CASTLE ROCK – Prosecutors on Thursday morning charged a second 16-year-old girl as an adult in an alleged plot to unleash a deadly attack in December at Mountain Vista High School.
Brooke Higgins was charged with the exact counts lodged last week against her alleged accomplice, Sienna Johnson – conspiracy to commit first-degree murder under extreme indifference and conspiracy to commit first-degree murder after deliberation.
Her attorney, Dagny Van Der Jagt, called the allegations the equivalent of a "thought crime" and asserted that Higgins and Johnson were not close.
But prosecutor Deb Wrenholt insisted the plot was much more serious – an agreement between Higgins and Johnson to obtain weapons and carry out a murderous attack at their school close to Christmas.
For instance, she said that Higgins was infatuated with the two teens who murdered a dozen students and a teacher at Columbine – and that she had used her cellular phone to research how to buy a gun. And she said that Higgins warned a friend that she would text her the day of the shooting so she could stay home.
Judge Paul King set bail at $1 million for Higgins after she was charged as an adult. After that announcement, the girl wept as her parents consoled her.
Her attorney, Van Der Jagt, said she will file a motion to move the case back to juvenile court – something attorneys for Johnson also said they are planning to do.
The two girls were taken into custody Dec. 12 after Douglas County sheriff's investigators, acting on a tip, uncovered the alleged plot.
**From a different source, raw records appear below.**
PR #4370, opened 2025-01-02
Refactor SecureTemporaryFile using ChaCha20 in place of AES

evilaliv3:
With this pull request i would like to propose the refactoring of SecureTemporaryFile using ChaCha20 in place of AES

The change anticipates the possible integration of the [ephemeral-fs 
](https://github.com/globaleaks/globaleaks-whistleblowing-software/tree/feature/ephemeral-fs)

### DIFF
--- a/backend/globaleaks/handlers/base.py
+++ b/backend/globaleaks/handlers/base.py
@@ -364,8 +364,6 @@ class BaseHandler(object):
             if self.request.args[b'flowChunkNumber'][0] != self.request.args[b'flowTotalChunks'][0]:
                 return None
 
-            f.finalize_write()
-
         mime_type, _ = mimetypes.guess_type(self.request.args[b'flowFilename'][0].decode())
         if mime_type is None:
             mime_type = 'application/octet-stream'
--- a/backend/globaleaks/handlers/recipient/export.py
+++ b/backend/globaleaks/handlers/recipient/export.py
@@ -221,7 +221,6 @@ class ExportHandler(BaseHandler):
         with stf.open('w') as f:
             for x in zipstream:
                 f.write(x)
-            f.finalize_write()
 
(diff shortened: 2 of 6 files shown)


msmannan00:
@evilaliv3 everything is looking good so far just wanted to confirm 3 points

1. Do we actually need "seek" and "tell" particularly for the implementation as its not being used
2. You are at the moment using same key in case if same file name is given, wouldn't that be an issue 
3. I am not sure, is ram protection implementing in existing system because keys are at the moment saved in ram without flushing it

evilaliv3:
Thank you for your review @msmannan00 

I've addressed point 1 and 2.

Here the answers to your questions point by point.
1. You are right seek and tell will be needed only when merging https://github.com/globaleaks/globaleaks-whistleblowing-software/tree/feature/ephemeral-fs to possibly integrating clamav  and MAT2. I will proceed simplifying the code for the moment.
2. Actually the key is random. What you noticed is the usage of the same salt that i was considering to generate on the base of the random filename for a matter of optimization.  But actually we could bind it to the key that is always re-generated.
3. Actually this problem is more broad and applies to the entire software. It is a problem with no known . In fact In Pyhon Strings are immutable; One could create a mutable object where to store a copy of the key and overwrite the copy, but still there is no way to overwrite original area of memory that contains the initial results of os.urandom(). As well when propagating the key to a function (e.g. to the encryption and decryption function) there will be automatic copies of the keys made depending on the libraries used and sill there wont be any way to ensure those copies are deleted. The same applies in general to any area of memory that contains plaintext information (e.g. HTTP Headers that contains keys, plaintext information before encryption, plaintext information after encryption); The typical countermeasures are to use mlock and avoid swap.

msmannan00:
Got it, looking forward towards the merge, anyhow really interesting update

PR #4375, opened 2025-01-12
Feature/client password hashing

evilaliv3:
This pull requests moves password hashing on with the following properties:
- Key derivation is now performed on the client with 16 steps and memory requirement set to 128MB
- The backend will preserve a sha512 hash of the key in order to perform authentication
- Users with a previous configuration will be able to perform a first login supported by the backend and automatically will transition into client hashing mode after their first password change
- Whistleblowers of an existent system with existing will continue to need to be supported by the backend with backend key derivation for old and new report; New systems, systems with no reports or systems where every existing reports expire will automatically start using client key derivation
- proof of work has been re-implemented replacing sha256 with argon2id with 1 iteration and 1MB of RAM requirement;
- python base64 encoding has been replaced with nacl.encoding.Base64Encoder preferring usage of functions designed in the context of cryptographic applications


evilaliv3:
@msmannan00 : when you like please feel free to proceed with the review of this pull request as well! thank you

msmannan00 (approved):
Overall, the code looks well-structured and functional. However, a few minor
improvements could enhance its readability:

The following code has really long lengthy lines that can be moved to seperate function but its just a suggestion, below we can make a separate function that returns these three keys below
key = Base64Encoder.decode(GCE.argon2id(receipt.encode(),
salt, GCE.options['OPSLIMIT'] + 1, 1 << GCE.options['MEMLIMIT']))
hash = GCE.argon2id(receipt, salt, GCE.options['OPSLIMIT'], 1 <<
GCE.options['MEMLIMIT'])

2. their are some comment, I guess left from my previous implementation that should be removed

3. we are using "hello world" in test cases maybe we should use something like GL_TEST instead of using such sample strings

evilaliv3:
Thank you @msmannan00 

Will work on your suggestions!

evilaliv3:
@msmannan00 : i should have applied most of your suggestions.

I've not found the comments that you think are old and should be removed; would you please point me to the exact lines of code?

PR #4380, opened 2025-01-24
index issue fixes in process e2e test

msmannan00:
minor index issue was fixed that was causing code crash


msmannan00:
@evilaliv3  small index bug in e2e test fixed

evilaliv3:
Super! Thank you @msmannan00 

Let me proceed mergin right away!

Numerous documents in the case remain sealed, and the full scope of the alleged plan is not clear. What is known is that someone sent a text message about the alleged conspiracy to Douglas County, using a system known as Text-A-Tip that was established in the wake of the Columbine tragedy. After looking into it, sheriff's investigators determined it was credible and took both girls into custody that same day. According to the tip, the girls were planning to carry out their plot the following week.
Outside court after the hearing, Van Der Jagt said she was disappointed that the case was filed in adult court and again asserted that Higgins and Johnson were merely acquaintances.
"They are distinguished," she said. "Those are very different personalities, different characters, very loosely associated at best."
Van Der Jagt, who asserted in a motion filed earlier this month that the case is based almost entirely on entries in her client's journal, something she said was written at the urging of the girl's therapist.
She said Higgins had "no mention of any type of plot in her writings."
"We cannot just take random people's thoughts and, again, specifically my client's case, this is a therapeutic journal," Van Der Jagt said.
Senior Chief Deputy District Attorney Jason Siers said, however, that the fact both girls were charged with the same crimes was indicative of the fact that prosecutors believed co-conspirators.
"The investigation leads us to believe that there is a connection between the two," Siers said. "Certainly the charge requires an agreement between the two of them in order to charge the case."
Of the nature of the relationship between the girls, Siers said, "the extent of that, how far that is, will be something that will be explored later."
Mountain Vista, located in Highlands Ranch, is home to roughly 2,200 students.
Higgins is due back in court Jan. 21 and has another court date Feb. 10.
Johnson is scheduled to be in court again March 30 and 31.